Relevance versus Interestingness
In some recent research on facilitating serendipity in the search user interface, a scientist in an oil and
gas company mentioned a search result refiner was ‘relevant but not interesting’. Clearly what is
interesting for one person, may not be interesting for another. However, there may be a need to move
beyond traditional definitions (and algorithms) for relevance (Figure 2).
Figure 2 – Moving search beyond a text box and ten blue links
Summary
Returning to the question posed at the beginning, ‘Where does search end and text analytics begin?’
Perhaps they are two sides of the same coin. Text analytics has always been essential to basic
information retrieval, although its main use was to help people find results (containers) they were
looking for. Analytics of social cues have been used to good effect to help people locate what they
were looking for and also discover information that they were not looking for. However, some argue
this is discovery through the ‘rear view mirror’ and creates a filter bubble that does not encourage us
to stray from the beaten path. Combining search and content based text analytics presents us with
opportunities to help us formulate our needs, test hypotheses, predict events, unlock new knowledge
and increase the propensity of our user interfaces to stimulate fortuitous information discovery.

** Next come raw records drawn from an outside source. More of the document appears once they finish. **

PR #9503, opened 2020-01-23
Fix to block white/black list in MSTransferor

### LINKED ISSUE #9502: MS: do we consider block white/black list in MSTransferor
**Impact of the bug**
ReqMgr2MS

**Describe the bug**
I am actually not sure it's a bug or not. It might be that code is already in place and this issue is not valid; anyhow, just so I don't forget.
Do we consider BlockWhitelist and BlockBlacklist for input data placement of workflows without any lumi and run lists? This code basically:
https://github.com/dmwm/WMCore/blob/master/src/python/WMCore/MicroService/Unified/RequestInfo.py#L355-L363

**How to reproduce it**

**Expected behavior**

amaltaro:
Fixes #9502 

#### Status
tested

#### Description
Summary of changes are:
* when setting the list of primary blocks `setPrimaryBlocks`: consider the block white/black list
* when providing a list of input primary/parent blocks to `_handleInputDataInfo`: only apply the block white/black list on the primary blocks (otherwise it would result in an empty list for the parent list)

All these changes are very much annoying because we need to be careful with variable assignment by reference and by value...

yes

#### Related PRs
none

none

### DIFF
--- a/src/python/WMCore/MicroService/DataStructs/Workflow.py
+++ b/src/python/WMCore/MicroService/DataStructs/Workflow.py
@@ -5,6 +5,7 @@ required by MS Transferor
 from __future__ import division, print_function
 
 import operator
+from copy import copy, deepcopy
 from WMCore.DataStructs.LumiList import LumiList
 from WMCore.MicroService.Unified.Common import getMSLogger, gigaBytes
 
@@ -213,7 +214,16 @@ class Workflow(object):
         {"block_name": {"blockSize": 1234,
                         "locations": [list of locations]}}
         """
-        self.primaryBlocks = blocksDict
+        blockWhite = self.getBlockWhitelist()
+        if blockWhite:
+            for block in blockWhite:
+                if block in blocksDict:
+                    self.primaryBlocks[block] = copy(blocksDict[block])
+        else:
+            self.primaryBlocks = deepcopy(blocksDict)
+
+        for block in self.getBlockBlacklist():
+            self.primaryBlocks.pop(block, None)
 
     def getPrimaryBlocks(self):
         """
@@ -263,16 +273,14 @@ class Workflow(object):
         Sets a relationship between input primary block and its parent block(s)
         This method guarantees that only parent blocks with valid replicas are
         kept around (and later transferred)
+        The child block list is also final, meaning all the run/block/lumi lists
+        have already been applied.
         :param blocksDict: dict key'ed by the primary block, with a list of parent blocks
         """
         # flat list with the final parent blocks
         parentBlocks = set()
         # remove parent blocks without any valid replica (only invalid files)
         for child, parents in blocksDict.items():
-            if child not in self.getPrimaryBlocks():
-                # then we don't need this child+parent data
-                continue
-
             for parent in list(parents):
                 if parent not in self.getParentBlocks():
                     # then drop this block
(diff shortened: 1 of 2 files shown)


amaltaro:
Initial tests look ok. Valentin/Todor, can one of you please have a look at this patch? Thanks

src/python/WMCore/MicroService/DataStructs/Workflow.py
```diff
@@ -213,7 +214,16 @@ def setPrimaryBlocks(self, blocksDict):
         {"block_name": {"blockSize": 1234,
                         "locations": [list of locations]}}
         """
-        self.primaryBlocks = blocksDict
+        blockWhite = self.getBlockWhitelist()
+        if blockWhite:
+            for block in blockWhite:
+                if block in blocksDict:
+                    self.primaryBlocks[block] = blocksDict[block]
```
vkuznet: Two lines below you do a deepcopy of blocksDict, while here you take the assingment. Since I don't know what blocksDict[block] data type is it may be dangerous in case if it is dict type.

vkuznet (commented):
Alan, I don't really know the data structure this code expects and operates with. But from the content my understanding that it only needs to have a block lists.

For that it is much better to have internal structure as dict where keys will be block names and values those keys will integers. Doing this way you still maintain O(1) look-up but simplify memory management. For example:
```
self.primaryBlocks = {'block#123':1, 'block#234':1, 'block#345': 1}
```
will be easy to maintain and will provide full functionality, while from the code I see that you do a copy of probably much more complex structure `blocksDict`.

src/python/WMCore/MicroService/DataStructs/Workflow.py
amaltaro: That's a good comment! blocksDict[block] is actually a flat dict. So indeed it's safer to do a `copy` here and a `deepcopy` below; even though I did some local tests and they didn't have the same id.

There are likely challenges for the CIO. How to meet existing complaints and needs (to find that single
web page or document) for all staff, whilst delivering the capability for advanced discovery to small
communities that may wish to mine external and internal information (much more than a simple e-
discovery solution) – which may lead to leaps in business value that cannot be predicted in advance.
Many organizations have already done this organically. It may be a mistake to think this can be
achieved with a single technology or user interface.
That brings further challenges with regards to costs, multiple indexing streams and complexity.
Business cases and creative architectures may exist however to meet both requirements. However,
this will require leadership, to set out a clear vision with careful planning and architecting. These
decisions need to be made against a backdrop of technology vendor propaganda and useful
information which are intertwined, making it sometimes difficult for objective and realistic views of
what is possible and what are the caveats.
Exponentially growing information volumes combined with proven techniques published in the public
domain, present an opportunity to expand our horizons; ‘To move the goalposts’, with respect to the
questions we can ask computer systems and what those computer systems can suggest to us; after
all, we may be asking the wrong questions.